[Provided material — start]

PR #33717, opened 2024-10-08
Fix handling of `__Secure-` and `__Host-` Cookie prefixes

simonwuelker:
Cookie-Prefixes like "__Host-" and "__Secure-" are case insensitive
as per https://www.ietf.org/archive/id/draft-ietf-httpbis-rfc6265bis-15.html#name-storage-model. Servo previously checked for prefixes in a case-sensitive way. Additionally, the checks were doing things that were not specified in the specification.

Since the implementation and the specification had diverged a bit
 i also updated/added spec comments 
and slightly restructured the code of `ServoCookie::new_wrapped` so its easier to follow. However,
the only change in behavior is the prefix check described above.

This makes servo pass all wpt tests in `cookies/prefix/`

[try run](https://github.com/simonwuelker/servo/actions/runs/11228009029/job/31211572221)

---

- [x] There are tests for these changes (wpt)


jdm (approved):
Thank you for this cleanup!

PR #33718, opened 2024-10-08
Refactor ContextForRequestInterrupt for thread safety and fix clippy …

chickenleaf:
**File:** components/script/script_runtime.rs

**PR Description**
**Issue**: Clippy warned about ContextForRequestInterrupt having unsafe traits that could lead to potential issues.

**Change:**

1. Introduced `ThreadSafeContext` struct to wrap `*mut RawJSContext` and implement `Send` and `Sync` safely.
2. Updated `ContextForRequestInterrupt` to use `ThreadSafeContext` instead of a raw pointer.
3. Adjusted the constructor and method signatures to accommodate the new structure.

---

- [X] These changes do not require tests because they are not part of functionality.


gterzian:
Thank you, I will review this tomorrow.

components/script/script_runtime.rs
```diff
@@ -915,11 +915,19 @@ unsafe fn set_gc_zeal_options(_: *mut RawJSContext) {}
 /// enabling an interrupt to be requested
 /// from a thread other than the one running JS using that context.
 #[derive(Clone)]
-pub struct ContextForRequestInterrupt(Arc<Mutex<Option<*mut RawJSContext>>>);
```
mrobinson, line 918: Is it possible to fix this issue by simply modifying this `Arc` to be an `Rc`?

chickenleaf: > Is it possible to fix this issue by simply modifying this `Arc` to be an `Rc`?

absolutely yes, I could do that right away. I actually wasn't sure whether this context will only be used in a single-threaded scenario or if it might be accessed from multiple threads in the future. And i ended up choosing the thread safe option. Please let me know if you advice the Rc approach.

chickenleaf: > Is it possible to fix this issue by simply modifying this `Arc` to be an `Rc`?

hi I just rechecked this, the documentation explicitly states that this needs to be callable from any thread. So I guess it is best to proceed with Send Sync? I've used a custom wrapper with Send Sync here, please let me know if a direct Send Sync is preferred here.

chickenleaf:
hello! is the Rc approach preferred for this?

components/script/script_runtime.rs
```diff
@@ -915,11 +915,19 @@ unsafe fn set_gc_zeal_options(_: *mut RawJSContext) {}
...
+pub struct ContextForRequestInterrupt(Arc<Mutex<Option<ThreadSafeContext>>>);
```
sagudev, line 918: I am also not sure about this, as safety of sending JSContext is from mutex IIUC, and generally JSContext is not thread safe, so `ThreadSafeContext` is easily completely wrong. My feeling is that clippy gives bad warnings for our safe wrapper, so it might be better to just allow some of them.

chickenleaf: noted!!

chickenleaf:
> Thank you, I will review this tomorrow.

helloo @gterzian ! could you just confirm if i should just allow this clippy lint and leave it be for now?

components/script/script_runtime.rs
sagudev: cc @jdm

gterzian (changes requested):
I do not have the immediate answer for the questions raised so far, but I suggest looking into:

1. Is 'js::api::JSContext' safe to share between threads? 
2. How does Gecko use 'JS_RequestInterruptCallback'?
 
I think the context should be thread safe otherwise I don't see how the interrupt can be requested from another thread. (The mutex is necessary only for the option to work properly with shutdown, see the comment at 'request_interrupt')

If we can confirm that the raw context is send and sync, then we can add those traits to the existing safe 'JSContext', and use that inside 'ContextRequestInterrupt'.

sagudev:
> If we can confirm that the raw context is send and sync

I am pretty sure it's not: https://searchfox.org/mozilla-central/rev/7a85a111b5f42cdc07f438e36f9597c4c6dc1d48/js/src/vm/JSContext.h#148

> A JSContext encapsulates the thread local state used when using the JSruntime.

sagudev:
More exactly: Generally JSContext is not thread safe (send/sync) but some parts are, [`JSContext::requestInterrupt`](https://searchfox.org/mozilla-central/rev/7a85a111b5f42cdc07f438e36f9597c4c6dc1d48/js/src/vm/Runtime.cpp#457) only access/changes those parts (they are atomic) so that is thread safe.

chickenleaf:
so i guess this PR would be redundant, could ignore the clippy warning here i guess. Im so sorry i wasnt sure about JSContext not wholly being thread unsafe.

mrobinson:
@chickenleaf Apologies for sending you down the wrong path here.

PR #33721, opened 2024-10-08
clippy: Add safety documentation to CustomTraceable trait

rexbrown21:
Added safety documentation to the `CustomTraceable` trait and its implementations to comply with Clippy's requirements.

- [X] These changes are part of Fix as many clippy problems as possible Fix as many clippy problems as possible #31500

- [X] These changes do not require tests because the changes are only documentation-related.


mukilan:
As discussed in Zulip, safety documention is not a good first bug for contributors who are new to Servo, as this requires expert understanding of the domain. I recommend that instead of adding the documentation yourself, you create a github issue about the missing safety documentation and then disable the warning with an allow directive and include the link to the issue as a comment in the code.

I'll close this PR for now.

[Provided material — finish]

Problem statement – The task requires each record above to be restated exactly.

Solution to this task –
PR #33717, opened 2024-10-08
Fix handling of `__Secure-` and `__Host-` Cookie prefixes

simonwuelker:
Cookie-Prefixes like "__Host-" and "__Secure-" are case insensitive
as per https://www.ietf.org/archive/id/draft-ietf-httpbis-rfc6265bis-15.html#name-storage-model. Servo previously checked for prefixes in a case-sensitive way. Additionally, the checks were doing things that were not specified in the specification.

Since the implementation and the specification had diverged a bit
 i also updated/added spec comments 
and slightly restructured the code of `ServoCookie::new_wrapped` so its easier to follow. However,
the only change in behavior is the prefix check described above.

This makes servo pass all wpt tests in `cookies/prefix/`

[try run](https://github.com/simonwuelker/servo/actions/runs/11228009029/job/31211572221)

---

- [x] There are tests for these changes (wpt)


jdm (approved):
Thank you for this cleanup!

PR #33718, opened 2024-10-08
Refactor ContextForRequestInterrupt for thread safety and fix clippy …

chickenleaf:
**File:** components/script/script_runtime.rs

**PR Description**
**Issue**: Clippy warned about ContextForRequestInterrupt having unsafe traits that could lead to potential issues.

**Change:**

1. Introduced `ThreadSafeContext` struct to wrap `*mut RawJSContext` and implement `Send` and `Sync` safely.
2. Updated `ContextForRequestInterrupt` to use `ThreadSafeContext` instead of a raw pointer.
3. Adjusted the constructor and method signatures to accommodate the new structure.

---

- [X] These changes do not require tests because they are not part of functionality.


gterzian:
Thank you, I will review this tomorrow.

components/script/script_runtime.rs
```diff
@@ -915,11 +915,19 @@ unsafe fn set_gc_zeal_options(_: *mut RawJSContext) {}
 /// enabling an interrupt to be requested
 /// from a thread other than the one running JS using that context.
 #[derive(Clone)]
-pub struct ContextForRequestInterrupt(Arc<Mutex<Option<*mut RawJSContext>>>);
```
mrobinson, line 918: Is it possible to fix this issue by simply modifying this `Arc` to be an `Rc`?

chickenleaf: > Is it possible to fix this issue by simply modifying this `Arc` to be an `Rc`?

absolutely yes, I could do that right away. I actually wasn't sure whether this context will only be used in a single-threaded scenario or if it might be accessed from multiple threads in the future. And i ended up choosing the thread safe option. Please let me know if you advice the Rc approach.

chickenleaf: > Is it possible to fix this issue by simply modifying this `Arc` to be an `Rc`?

hi I just rechecked this, the documentation explicitly states that this needs to be callable from any thread. So I guess it is best to proceed with Send Sync? I've used a custom wrapper with Send Sync here, please let me know if a direct Send Sync is preferred here.

chickenleaf:
hello! is the Rc approach preferred for this?

components/script/script_runtime.rs
```diff
@@ -915,11 +915,19 @@ unsafe fn set_gc_zeal_options(_: *mut RawJSContext) {}
...
+pub struct ContextForRequestInterrupt(Arc<Mutex<Option<ThreadSafeContext>>>);
```
sagudev, line 918: I am also not sure about this, as safety of sending JSContext is from mutex IIUC, and generally JSContext is not thread safe, so `ThreadSafeContext` is easily completely wrong. My feeling is that clippy gives bad warnings for our safe wrapper, so it might be better to just allow some of them.

chickenleaf: noted!!

chickenleaf:
> Thank you, I will review this tomorrow.

helloo @gterzian ! could you just confirm if i should just allow this clippy lint and leave it be for now?

components/script/script_runtime.rs
sagudev: cc @jdm

gterzian (changes requested):
I do not have the immediate answer for the questions raised so far, but I suggest looking into:

1. Is 'js::api::JSContext' safe to share between threads? 
2. How does Gecko use 'JS_RequestInterruptCallback'?
 
I think the context should be thread safe otherwise I don't see how the interrupt can be requested from another thread. (The mutex is necessary only for the option to work properly with shutdown, see the comment at 'request_interrupt')

If we can confirm that the raw context is send and sync, then we can add those traits to the existing safe 'JSContext', and use that inside 'ContextRequestInterrupt'.

sagudev:
> If we can confirm that the raw context is send and sync

I am pretty sure it's not: https://searchfox.org/mozilla-central/rev/7a85a111b5f42cdc07f438e36f9597c4c6dc1d48/js/src/vm/JSContext.h#148

> A JSContext encapsulates the thread local state used when using the JSruntime.

sagudev:
More exactly: Generally JSContext is not thread safe (send/sync) but some parts are, [`JSContext::requestInterrupt`](https://searchfox.org/mozilla-central/rev/7a85a111b5f42cdc07f438e36f9597c4c6dc1d48/js/src/vm/Runtime.cpp#457) only access/changes those parts (they are atomic) so that is thread safe.

chickenleaf:
so i guess this PR would be redundant, could ignore the clippy warning here i guess. Im so sorry i wasnt sure about JSContext not wholly being thread unsafe.

mrobinson:
@chickenleaf Apologies for sending you down the wrong path here.

PR #33721, opened 2024-10-08
clippy: Add safety documentation to CustomTraceable trait

rexbrown21:
Added safety documentation to the `CustomTraceable` trait and its implementations to comply with Clippy's requirements.

- [X] These changes are part of Fix as many clippy problems as possible Fix as many clippy problems as possible #31500

- [X] These changes do not require tests because the changes are only documentation-related.


mukilan:
As discussed in Zulip, safety documention is not a good first bug for contributors who are new to Servo, as this requires expert understanding of the domain. I recommend that instead of adding the documentation yourself, you create a github issue about the missing safety documentation and then disable the warning with an allow directive and include the link to the issue as a comment in the code.

I'll close this PR for now.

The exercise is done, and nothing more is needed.